───── INPUT RECORDS ─────
PR #4105, opened 2025-01-03
add PlaybackBaseURL config option

### LINKED ISSUE #4104: Custom base URL in playback list
When mediamtx is located behind a reversing proxy, the URLs provided by the playback `list` endpoint are meaningless to the end client.  There should be some way to modify the base URL included in these responses.

Note @andreymal's comment: https://github.com/bluenviron/mediamtx/issues/3649#issuecomment-2333765100

ijessen-mitll:
Resolves #4104 in a simplistic way.  I would still encourage a generalized mechanism for assigning base/root URLs for each of the various services within mediamtx, but for starters this is functional for our use case.

Note - I did not update the example config file (`mediamtx.yml` ).  The default value preserves existing behavior.

### DIFF
--- a/internal/conf/conf.go
+++ b/internal/conf/conf.go
@@ -209,6 +209,7 @@ type Conf struct {
 	// Playback
 	Playback               bool       `json:"playback"`
 	PlaybackAddress        string     `json:"playbackAddress"`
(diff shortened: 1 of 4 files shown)


aler9:
https://github.com/bluenviron/mediamtx/issues/4104#issuecomment-2953751653

PR #4121, opened 2025-01-08
on connection close, force the immediate session close (triggering the Unread hook).

ftaiolivista:
on connection close, force the immediate session close (triggering the Unread hook).


aler9:
The aim of separating connections from sessions is exactly to provide the ability to detach sessions from connections. Furthermore there are several clients that create a session, close the connection and expect the session to continue working.

PR #4127, opened 2025-01-10
Added "dockerimg"

tranzmatt:
I added a "dockerimg" to allow someone to build a local version of the dockerized mediamtx.  It uses a PLATFORM and USE_FFMPEG make variable setup.  It also installs yt-dlp to allow streaming of some YouTube videos.  I needed it for my purposes, but I suppose it could be removed.


tranzmatt:
Found some bugs, not ready for PR

PR #4168, opened 2025-01-17
rtmp: Support Opus writes from internal stream.

j0sh:
This allows for Opus to go from eg, WHIP -> RTMP

Seems to work OK with recent ffmpeg (master branch, as ffmpeg E-RTMP is still unreleased)


aler9:
Thanks for providing this patch, i've integrated it into the larger #4954, that also checks whether a client supports reading Opus.

PR #4173, opened 2025-01-19
Fix FindSegments when given a start time earlier than all available segments

### LINKED ISSUE #4164: Filtering Timespans returns 0 when starting before any recordings

1.11.0

macOS amd64 Docker

1. start the server
2. Record some segments
3. List recording segments but set the startTime to BEFORE there are any segments `http://10.10.10.89:9996/list?path=4f3b9762-967a-4ff2-a085-ec207f3dafb5&start=2025-01-16T15%3A33%3A00.000Z&end=2025-01-16T18%3A33%3A00.000Z` 

That start time is several hours before i have any recordings for that day. It returns "no recording segments found", even though there are recordings in that timespan, they just are AFTER the start time.

Thank you guys, i love this feature! Just a weird edge case i imagine.

### Server logs

I dont think logs would be helpful in this case, nothing to note there

### Network dump

nothing to note

ijessen-mitll:
fixes #4164 

Could probably use a test.  Sorry about the cruft of the messed up PR previously...

### DIFF
--- a/internal/playback/on_list_test.go
+++ b/internal/playback/on_list_test.go
@@ -19,13 +19,14 @@ import (
 	"github.com/stretchr/testify/require"
 )
 
-func TestOnListUnfiltered(t *testing.T) {
+func TestOnList(t *testing.T) {
 	for _, ca := range []string{
 		"unfiltered",
 		"filtered",
 		"filtered and gap",
 		"different init",
 		"start after duration",
+		"start before first",
 	} {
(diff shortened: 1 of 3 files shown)


aler9:
i added tests and merged, thanks

cooperbrown9:
Hey any idea when the docker image for this will get built? The latest tag is 4 days ago.
Thanks for the quick fix

cooperbrown9:
Or do you have any idea when this might be added to a release?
─────
Quote exactly the first line of the entries and every line after it, stopping with the line that contains "This allows for".

PR #4105, opened 2025-01-03
add PlaybackBaseURL config option

### LINKED ISSUE #4104: Custom base URL in playback list
When mediamtx is located behind a reversing proxy, the URLs provided by the playback `list` endpoint are meaningless to the end client.  There should be some way to modify the base URL included in these responses.

Note @andreymal's comment: https://github.com/bluenviron/mediamtx/issues/3649#issuecomment-2333765100

ijessen-mitll:
Resolves #4104 in a simplistic way.  I would still encourage a generalized mechanism for assigning base/root URLs for each of the various services within mediamtx, but for starters this is functional for our use case.

Note - I did not update the example config file (`mediamtx.yml` ).  The default value preserves existing behavior.

### DIFF
--- a/internal/conf/conf.go
+++ b/internal/conf/conf.go
@@ -209,6 +209,7 @@ type Conf struct {
 	// Playback
 	Playback               bool       `json:"playback"`
 	PlaybackAddress        string     `json:"playbackAddress"`
(diff shortened: 1 of 4 files shown)


aler9:
https://github.com/bluenviron/mediamtx/issues/4104#issuecomment-2953751653

PR #4121, opened 2025-01-08
on connection close, force the immediate session close (triggering the Unread hook).

ftaiolivista:
on connection close, force the immediate session close (triggering the Unread hook).


aler9:
The aim of separating connections from sessions is exactly to provide the ability to detach sessions from connections. Furthermore there are several clients that create a session, close the connection and expect the session to continue working.

PR #4127, opened 2025-01-10
Added "dockerimg"

tranzmatt:
I added a "dockerimg" to allow someone to build a local version of the dockerized mediamtx.  It uses a PLATFORM and USE_FFMPEG make variable setup.  It also installs yt-dlp to allow streaming of some YouTube videos.  I needed it for my purposes, but I suppose it could be removed.


tranzmatt:
Found some bugs, not ready for PR

PR #4168, opened 2025-01-17
rtmp: Support Opus writes from internal stream.

j0sh:
This allows for Opus to go from eg, WHIP -> RTMP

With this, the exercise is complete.